The E-Sylum: Volume 15, Number 21, May 20, 2012, Article 9


Last week, Scott Barman stated that he was unable to buy a copy of A Guide Book of United States Coins (the "Red Book") in e-book format. Dennis Tucker of Whitman Publications writes:

Actually, we've had the e-version available for quite a while, now, and it's been publicized in The E-Sylum and elsewhere. We've had a strong response --- thousands of coin collectors purchased the 2012 e-book edition.

Chris Fuccione writes:

Scott Barman mentioned that the Red Book is not available in e-book format. It is available on Amazon for the Kindle and Kindle reader app for smart phones and iPod/iPhone/iPad. I have not bought it yet because I was hoping to find out from some of your readers how the charts and tables are converted to e-book format. If I were to buy it, it would be to read on a third generation iPod Touch.

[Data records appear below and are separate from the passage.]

Issue #737, opened 2019-08-03
[RFC] Graph level data


jermainewang:
Moved from #714 . Currently, we have node-level and edge-level data (e.g. `ndata` and `edata`). The RFC proposes to add a dictionary for graph-level data (using torch syntax as an example):

```python
g.gdata['embed'] = torch.randn((100,)) # could be multi-dimension array
g.gdata['label'] = torch.array([0]) 
```

I could foresee following considerations
1. **Restriction on the graph data.** Our node-level data and edge-level data have to be ndarrays. Shall we restrict the graph data to be the same? One subtlety is that when setting scalar type graph data, the user needs to use a length-one array (the 'label' data in the above example).
2. **Batching multiple graphs.** `dgl.batch` needs to handle graph-level data too. The behavior should refer to how node/edge-level data are batched. For example, we need to throw errors if graph-level data under the same key cannot be stacked (or the key is missing for some graphs). Similar change needs to be made to `dgl.unbatch`.
3. **Graph storage format.** A new section to store graph-level data needs to be added. This means if the RFC is accepted, it should wait for PR #728 to be finished.
4. **Message passing UDFs.** We might need to add graph-level data frame to the arguments of node/edge UDFs.
  ```python
  def my_edge_udf(edges, gdata):
      pass
  def my_node_udf(nodes, gdata):
      pass
  ```
  Compared with our previous suggestion to use function closure:
  ```python
  some_graph_data = ...
  def my_edge_udf(edges):
      foo(some_graph_data)  # could use graph data here
      pass
  ```
  Also, the change will break backward compatibility. Any good idea?

## Alternatives
Note that graph-level data could be maintained outside of DGLGraph because they are dense tensors and the most common operations are stacking/unstacking them. UDFs can also access them using function closure which is quite neat TBH. On the other hand, adding graph-level data needs change to the UDF signatures and potentially breaks user codes.

VoVAllen:
Can we use edges.g.data/nodes.g.data in UDF instead of another argument graph_data?

mufeili:
1. What can be some other possibilities if we do not restrict graph data to be ndarrays?
2. We can also allow users to specify initializers if a key does not exist for some graphs.
3. If there will not exist really serious performance issues, I think I'd rather prefer the suggested alternative and make the handle light.

VoVAllen:
[...]

PR #824, opened 2019-09-02
[Hetero] New syntax

jermainewang:
## Description

Finished APIs for metagraph, graph query, and views. Currently implement a very crappy cross type reducer.

Tasks
- [x] Support both triplet relation syntax and shortcut syntax.
- [x] Change `Bipartite` class to `UnitGraph` and supports the case where there is only one node type.
- [x] Test message passing with cross type reducer
- [x] Support wildcard syntax (e.g, `g['user', :, 'game']`)
- [x] `convert.py`
  - [x] convert from/to networkx
  - [x] convert from/to homograph
- [x] Make it compatible with `DGLGraph`
  - [x] `prop_nodes`
  - [x] `prop_edges`
  - [x] `subgraph`
  - [x] `edge_subgraph`
  - [x] `adjacency_matrix`
  - [x] `incidence_matrix`
  - [x] `filter_nodes`
  - [x] `filter_edges`
  - [x] `__repr__`
- [x] Docstring

## Checklist
- [ ] Code is well-documented

## Things are not sure
Feel that the `G.nodes[id].data['h']` and `G.edges[id].data['h']` syntaxes are quite awkward when to introduce types, especially for `G.edges`:
```python
u = [0, 1]
v = [2, 3]
eid = [5, 10]
G.edges[u, v, 'plays']  # is this allowed?
G.edges[u, v, 'user', 'plays', 'game']  # is this allowed?
G.edges[(u, v), ('user', 'plays', 'game')]  # ?
G.edges[eid, 'user', 'plays', 'game']?
```
It looks strange and makes the implementation quite complicated. My current idea is to deprecate `G.nodes[id].data['h']` because it is the same as `G.ndata['h'][id]`. Then, we could use `G.nodes[ntype].data['h']` and `G.edges[stype, etype, dtype].data['h']`.


jermainewang:
Currently, new message passing APIs are implemented in `multi_recv`, `multi_send_and_recv`, `multi_pull` and `multi_update_all`. Since the arguments are drastically different from original `recv`, `send_and_recv` etc, I found separating them makes it cleaner and easier to develop. Note that there is no `multi_send` and `multi_push` because there is no cross-type reducer in them.

jermainewang:
@BarclayII I implemented two APIs to construct basic graphs.
* `dgl.graph(data, ntype, etype)` creates graph with only one type of nodes and edges.
* `dgl.bipartite(data, utype, etype, vtype)` creates a uni-directional bipartite graph.
The `data` can be edge list, pair of node lists and scipy matrix. Networkx support hasn't been done. In general, I want to have only few (short) APIs that can be easily remembered and quite flexible. Think about `torch.tensor`.

BarclayII:
> ## Things are not sure
> Feel that the `G.nodes[id].data['h']` and `G.edges[id].data['h']` syntaxes are quite awkward when to introduce types, especially for `G.edges`:
> 
> ```python
> u = [0, 1]
> v = [2, 3]
> eid = [5, 10]
> G.edges[u, v, 'plays']  # is this allowed?
> G.edges[u, v, 'user', 'plays', 'game']  # is this allowed?
> G.edges[(u, v), ('user', 'plays', 'game')]  # ?
> G.edges[eid, 'user', 'plays', 'game']?
> ```

Since we allow `G.edges[eid, etype]`, maybe we could first support replacing `eid` with `(u, v)` and `etype` with `(srctype, etype, dsttype)`.  Therefore,

```python
G.edges[u, v, 'plays']  # no -> G.edges[(u, v), 'plays']
G.edges[u, v, 'user', 'plays', 'game']  # no -> G.edges[(u, v), ('user', 'plays', 'game')]
G.edges[(u, v), ('user', 'plays', 'game')]  # yes
G.edges[eid, 'user', 'plays', 'game'] # no -> G.edges[eid, ('user', 'plays', 'game')]
```

> 
> It looks strange and makes the implementation quite complicated. My current idea is to deprecate `G.nodes[id].data['h']` because it is the same as `G.ndata['h'][id]`. Then, we could use `G.nodes[ntype].data['h']` and `G.edges[stype, etype, dtype].data['h']`.

What was the point of having `G.nodes[id].data` in the first place?  I thought the reason was to allow picking some rows of the data (e.g. distributed across multiple machines) without loading the entire data into a single piece of memory (with `G.ndata`).

jermainewang:
> What was the point of having G.nodes[id].data in the first place? I thought the reason was to allow picking some rows of the data (e.g. distributed across multiple machines) without loading the entire data into a single piece of memory (with G.ndata).

I don't think it's for distributed computation since it is likely to be handled by a distributed KV store. Thus, I feel it is redundant and could be recycled for better purposes.

BarclayII:
> > What was the point of having G.nodes[id].data in the first place? I thought the reason was to allow picking some rows of the data (e.g. distributed across multiple machines) without loading the entire data into a single piece of memory (with G.ndata).
> 
> I don't think it's for distributed computation since it is likely to be handled by a distributed KV store. Thus, I feel it is redundant and could be recycled for better purposes.

But the APIs of distributed KVStore are equivalent to `G.nodes[ids].data`, right?  And I feel the latter is more intuitive and can also directly interface with the message passing APIs.

include/dgl/base_heterograph.h
```diff
@@ -381,6 +398,62 @@ struct HeteroSubgraph : public runtime::Object {
   DGL_DECLARE_OBJECT_TYPE_INFO(HeteroSubgraph, runtime::Object);
 };
 
+/*! \brief The flattened heterograph */
+struct FlattenedHeteroGraph : public runtime::Object {
```
jermainewang: My general concern is can we use existing python data structure to realize this? For example, induced_eid and induced_nid can be stored as node/edge features. Induced srctype and dsttype can just be the `ntypes` and `etypes` argument to the `DGLHeterograph` initializer and can be stored together natively with the returned graph.

BarclayII: I thought when we do wildcard slicing, we need to combine the different source/destination/edge types into one source/destination/edge type and return a unitgraph.  So to keep track of the original node/edge type/ID in the heterograph, we cannot reuse the `ntypes` and `etypes` argument since they actually only contain one type.
Regarding to storing `induced_foo` as features, I'm not sure how to decide the column names to store the node/edge type/IDs.  Should we reserve some names?

jermainewang:
@BarclayII Since you've merged FlattendHeteroGraph to just hetero graph, how about HeteroSubgraph? Can we do something similar there?

tests/compute/test_heterograph.py
```diff
@@ -10,151 +9,388 @@
...
+
+        for i, (etype, eid) in enumerate(zip(etypes, eids)):
+            src_g, dst_g = g.find_edges([eid], g.canonical_etypes[etype])
+            src_fg, dst_fg = fg.find_edges([i])
+            # TODO(gq): I feel this code is quite redundant; can we just add new members (like
+            # "induced_srcid") to returned heterograph object and not store them as features?
+            assert src_g == fg.nodes[SRC].data[dgl.NID][src_fg]
+            assert g.canonical_etypes[etype][0] == g.ntypes[fg.nodes[SRC].data[dgl.NTYPE][src_fg]]
+            assert dst_g == fg.nodes[DST].data[dgl.NID][dst_fg]
+            assert g.canonical_etypes[etype][2] == g.ntypes[fg.nodes[DST].data[dgl.NTYPE][dst_fg]]
```
jermainewang: I feel it's pretty ok if you use a variable here:
```python
mapping = fg.nodes[SRC].data[dgl.NID]
assert src_g = mapping[src_fg]
```
To make it better, I think we should try to shorten the `fg.nodes[type].data[fld]`.

BarclayII: No, I mean, I feel the code would look cleaner if the mapping can be accessed with an attribute like `fg.induced_srcid`.

Maybe we could provide a property that acts as a shortcut to the reserved column.

```python
@property
def induced_srcid(self):
    return self.nodes[SRC].data[dgl.NID]
```

BarclayII:
> @BarclayII Since you've merged FlattendHeteroGraph to just hetero graph, how about HeteroSubgraph? Can we do something similar there?

Then we should also do the same for DGLSubgraph?

tests/compute/test_heterograph.py
jermainewang: Comparing the two:
```python
mapping = fg.nodes[SRC].data[dgl.NID]
assert src_g = mapping[src_fg]
```
and
```python
mapping = fg.induced_srcid
assert src_g = mapping[src_fg]
```
I feel the difference is not that huge and the learning effort is similar, if we could beautify the `fg.nodes[SRC].data[dgl.NID]` syntax (for example, `fg.ndata['id', 'src']`). Another option is to have `g.srcdata` and `g.dstdata` and add `mapid` to the data view. This ends up with:
```python
mapping = fg.srcdata.mapid
```
Another question, if the slice returns a homograph, will `induced_srcid` still make sense?

jermainewang:
> > @BarclayII Since you've merged FlattendHeteroGraph to just hetero graph, how about HeteroSubgraph? Can we do something similar there?
> 
> Then we should also do the same for DGLSubgraph?

I think that's the plan but we could first work on heterosubgraph. The idea aligns with the effort to merge XXXSubgraph, BatchedXXXGraph all in one. One idea is to store auxiliary data as features as much as possible. As a result, there will be following changes:
* For XXXSubgraph,
  - `parent_nid` and `parent_eid` APIs will be deprecated. They are equivalent to get the mapping directly from node/edge features.
  - `map_to_subgraph_nid` will be moved to `dgl.map_to_subgraph_nid(parent, subg)`.
  - For `copy_from/to_parent`, I find we usually call these APIs immediately after a subgraph is created, so how about `copy_from_parent` by default? The copy could also be deferred to the first time node/edge features are required, and the write will directly reflect to the parent graph. Is there any use case that such behavior is not desired?
* For BatchedXXXGraph,
  - `batch_size`, `batch_num_nodes` and `batch_num_edges` are all graph-level data. We could (1) return them to the user; (2) Put them in graph-level data frame as in #737 ; or (3) Escalate them as general concepts into `DGLGraph`.

Bring team for the visibility @mufeili @VoVAllen @yzh119 @zheng-da . Also related to this issue #735 .

BarclayII:
> * For XXXSubgraph,
>   
>   * `parent_nid` and `parent_eid` APIs will be deprecated. They are equivalent to get the mapping directly from node/edge features.
>   * `map_to_subgraph_nid` will be moved to `dgl.map_to_subgraph_nid(parent, subg)`.

I'm OK with the two above.

>   * For `copy_from/to_parent`, I find we usually call these APIs immediately after a subgraph is created, so how about `copy_from_parent` by default? The copy could also be deferred to the first time node/edge features are required, and the write will directly reflect to the parent graph. Is there any use case that such behavior is not desired?

Then what if the parent graph modifies the feature?  Would that reflect to the subgraph as well?  If so, then we are essentially supporting `shared` mode.

VoVAllen:
> For BatchedXXXGraph,
batch_size, batch_num_nodes and batch_num_edges are all graph-level data. We could (1) return them to the user; (2) Put them in graph-level data frame as in #737 ; or (3) Escalate them as general concepts into DGLGraph.

I like this idea, and we can reserve name starts with '_' as dgl reserved namespace.

mufeili:
I think we also need `local_var` and `local_scope` for `DGLHeteroGraph`

jermainewang:
> I think we also need `local_var` and `local_scope` for `DGLHeteroGraph`.

There is. https://github.com/jermainewang/dgl/blob/hetero/python/dgl/heterograph.py#L2847

> One question:
> Since most computation can only be done on one etype, what's the difference between `g[etype].update_all()` and `g.update_all(..., etype=...)`. Is there any preference of this?

We don't. They are exactly the same. However, slice is more flexible since it supports merging the results of multiple etypes.

python/dgl/heterograph.py
```diff
@@ -1,373 +1,689 @@
...
+        """
+        if self._nx_metagraph is None:
+            nx_graph = self._graph.metagraph.to_networkx()
+            self._nx_metagraph = nx.MultiDiGraph()
+            for u_v in nx_graph.edges:
+                srctype, etype, dsttype = self.canonical_etypes[nx_graph.edges[u_v]['id']]
+                self._nx_metagraph.add_edge(srctype, dsttype, etype)
+        return self._nx_metagraph
+
+    def to_canonical_etype(self, etype):
```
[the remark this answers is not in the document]
jermainewang: I will add some docstring about this. A canonical etype is a triplet (srctype, etype, dsttype). To simplify the syntax, we support using one etype string whenever it is unambiguous.

python/dgl/heterograph.py
```diff
@@ -1,373 +1,689 @@
...
+    def is_multigraph(self):
+        """True if the graph is a multigraph, False otherwise."""
+        return self._graph.is_multigraph()
+
+    @property
+    def is_readonly(self):
+        """True if the graph is readonly, False otherwise."""
+        return self._graph.is_readonly()
+
+    def has_node(self, vid, ntype=None):
```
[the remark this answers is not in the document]
jermainewang: Currently there is no example using this. Simply inherited from DGLGraph to keep backward compatible.

python/dgl/heterograph_index.py
```diff
@@ -58,10 +61,26 @@ def get_relation_graph(self, etype):
         Returns
         -------
         HeteroGraphIndex
-            The bipartite graph.
+            The unitgraph graph.
         """
         return _CAPI_DGLHeteroGetRelationGraph(self, int(etype))
 
+    def flatten_relations(self, etypes):
+        """Convert the list of requested unitgraph graphs into a single unitgraph
```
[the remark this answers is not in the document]
jermainewang: Unit graph is an _internal_ data structure representing the basic computing block of heterograph. It is either a normal graph or a uni-directional bipartite graph, so it can be represented by one sparse matrix (not necessarily square).

python/dgl/heterograph_index.py
```diff
@@ -839,4 +997,24 @@ def create_heterograph(metagraph, rel_graphs):
...
+        Data to initialize graph structure.
+
+    Returns
+    -------
+    HeteroGraphIndex
+    """
+    if isinstance(graph_data, HeteroGraphIndex):
+        return graph_data
+    elif isinstance(graph_data, DGLGraph):
+        return create_heterograph_from_homo(graph_data)
```
mufeili: Where is this defined/imported?

mufeili: Also for DGLGraph

python/dgl/heterograph.py
```diff
@@ -1,373 +1,689 @@
...
-            return etype_indices
-        elif self.is_edge_type_view:
-            return [self._view_etype_idx]
-        else:
-            return range(len(self._etypes))
+    One can construct the graph as follows:
 
-    def edge_types(self):
-        """Return the list of edge types appearing in the current view.
+    >>> mg = nx.MultiDiGraph([('user', 'user', 'follows'),
```
mufeili: The examples for initializing `DGLHeteroGraph` are now outdated.

jermainewang: I'm working on the docstring. Will update it later.

mufeili:
Got an error with the code below:

```python
import dgl
import numpy as np
from scipy import sparse

A = (np.random.rand(10, 10) > 0.25).astype('int8')
A = sparse.csr_matrix(A)
g = dgl.graph(A, ntype='A', etype='B')
```

python/dgl/convert.py
```diff
@@ -0,0 +1,577 @@
...
+            num_ntypes, num_src, num_dst, row, col)
+    else:
+        spmat = spmat.tocsr()
+        indptr = utils.toindex(spmat.indptr)
+        indices = utils.toindex(spmat.indices)
+        # TODO(minjie): with_edge_id is only reasonable for csr matrix. How to fix?
+        data = utils.toindex(spmat.data if with_edge_id else list(range(len(indices))))
+        hgidx = heterograph_index.create_unitgraph_from_csr(
+            num_ntypes, num_src, num_dst, indptr, indices, data)
+    return DGLHeteroGraph(hgidx, [utype, vtype], [etype])
```
mufeili: Handle the case where `utype == vtype`.

python/dgl/convert.py
```diff
@@ -0,0 +1,577 @@
...
+    """
+    if card is not None:
+        urange, vrange = card, card
+    else:
+        urange, vrange = None, None
+    if isinstance(data, tuple):
+        u, v = data
+        return create_from_edges(u, v, ntype, etype, ntype, urange, vrange)
+    elif isinstance(data, list):
+        return create_from_edge_list(data, ntype, etype, ntype, urange, vrange)
```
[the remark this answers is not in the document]
jermainewang: One solution is to only support (u, v) in `dgl.graph` while have an another function to convert edge pairs to two arrays. However, please notice that checking tuple and list is used in a lot of places in DGL already. For example,  the argument to `g.edges[[0, 1, 2], [2, 3, 4]]` is a tuple while the argument to `g.edges[[0, 1, 2]` is a list, and we treat the previous one as (u, v) while the later one as eid. I didn't see too much complain about this.

python/dgl/heterograph_index.py
jermainewang: I removed this. Currently, a heterograph is created via functions in `convert.py`. The class initializer is not directly exposed so the first argument right now must be HeteroGraphIndex.

python/dgl/convert.py
jermainewang: Done

python/dgl/convert.py
```diff
@@ -0,0 +1,577 @@
...
+    elif isinstance(data, sp.sparse.spmatrix):
+        return create_from_scipy(data, ntype, etype, ntype)
+    elif isinstance(data, nx.Graph):
+        return create_from_networkx(data, ntype, etype, **kwargs)
+    else:
+        raise DGLError('Unsupported graph data type:', type(data))
+
+def bipartite(data, utype='_U', etype='_E', vtype='_V', card=None, **kwargs):
```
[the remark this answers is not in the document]
jermainewang: Examples updated in the docstring.

python/dgl/convert.py
```diff
@@ -0,0 +1,577 @@
...
+__all__ = [
+    'graph',
+    'bipartite',
+    'hetero_from_relations',
+    'hetero_from_homo',
+    'hetero_to_homo',
+    'to_networkx',
+]
+
+def graph(data, ntype='_N', etype='_E', card=None, **kwargs):
```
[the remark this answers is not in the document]
jermainewang: Similar to `torch.tensor` or `numpy.array`, I feel `dgl.graph` is quite intuitive.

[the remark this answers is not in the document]
VoVAllen: I see. `dgl.graph` is better

python/dgl/convert.py
```diff
@@ -0,0 +1,694 @@
...
+        dtid = ntype_dict[dtype]
+        meta_edges.append((stid, dtid))
+        etypes.append(etype)
+    metagraph = graph_index.from_edge_list(meta_edges, True, True)
+    # create graph index
+    hgidx = heterograph_index.create_heterograph_from_relations(
+        metagraph, [rgrh._graph for rgrh in rel_graphs])
+    return DGLHeteroGraph(hgidx, ntypes, etypes)
+
+def hetero_from_homo(G, ntypes, etypes, ntype_field='type', etype_field='type'):
```
mufeili: We should be consistent with `hetero_from_homo` and set the default values of `ntype_field` and `etype_field` to be `NTYPE` and `ETYPE`.

jermainewang: Done

python/dgl/convert.py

Here is a link to it on Amazon:

Scott Barman also mentioned the CoinsHD app for the iPad from the Money Museum in Zurich. There is also an non-HD version of the app for the iPhone/iPod: .

Tim L. Shuck of Ames, IA writes:

I wanted to comment about digital book availability, specifically Scott Barman's claim that the Red Book is not available in ebook form.

But it is, listed on the iTunes site for $9.99, along with several other titles, including the Cherrypickers' Guide. The selection is not huge, and as noted on iTunes, requires iBooks 1.3.1 or later and iOS 4.3.3 or later. I didn't purchase the ebook copy because, being unaware of its availability, I had already ordered the printed version. Next year I'll probably get the ebook version.

I also received an email today, via my MetaCoin website, that the Official Blackbook Price Guide to U.S. Coins is also now available as an ebook, for $8.99, readable using Adobe Digital Editions. There's no charge to download and preview, so assume payment is needed to load a copy to a personal digital device.

I am a supporter of digital information, but can understand why some publishers are cautious in their transition to ebooks. Those who expect all coin information to be freely available on the internet may be surprised some day to find the supply of new books has dried up. Doing things well requires time, often a lot of time, and it's not unreasonable for authors and publishers to expect to get paid for their efforts.

Chris Fuccione adds this review of the e-book version:

On the May 13th edition of The E-Sylum there was a comment that A Guidebook of United States Coins was not available in e-book format. I am not sure about the availability of it for the other e-book readers but it is available in the Amazon Kindle store. A few months ago I saw this but was hesitant of buying this because part of what makes the Red Book the Red Book was the charts and I was afraid that I would not be able to see them in this format (I am using the Kindle app and a 3rd gen. iPod Touch).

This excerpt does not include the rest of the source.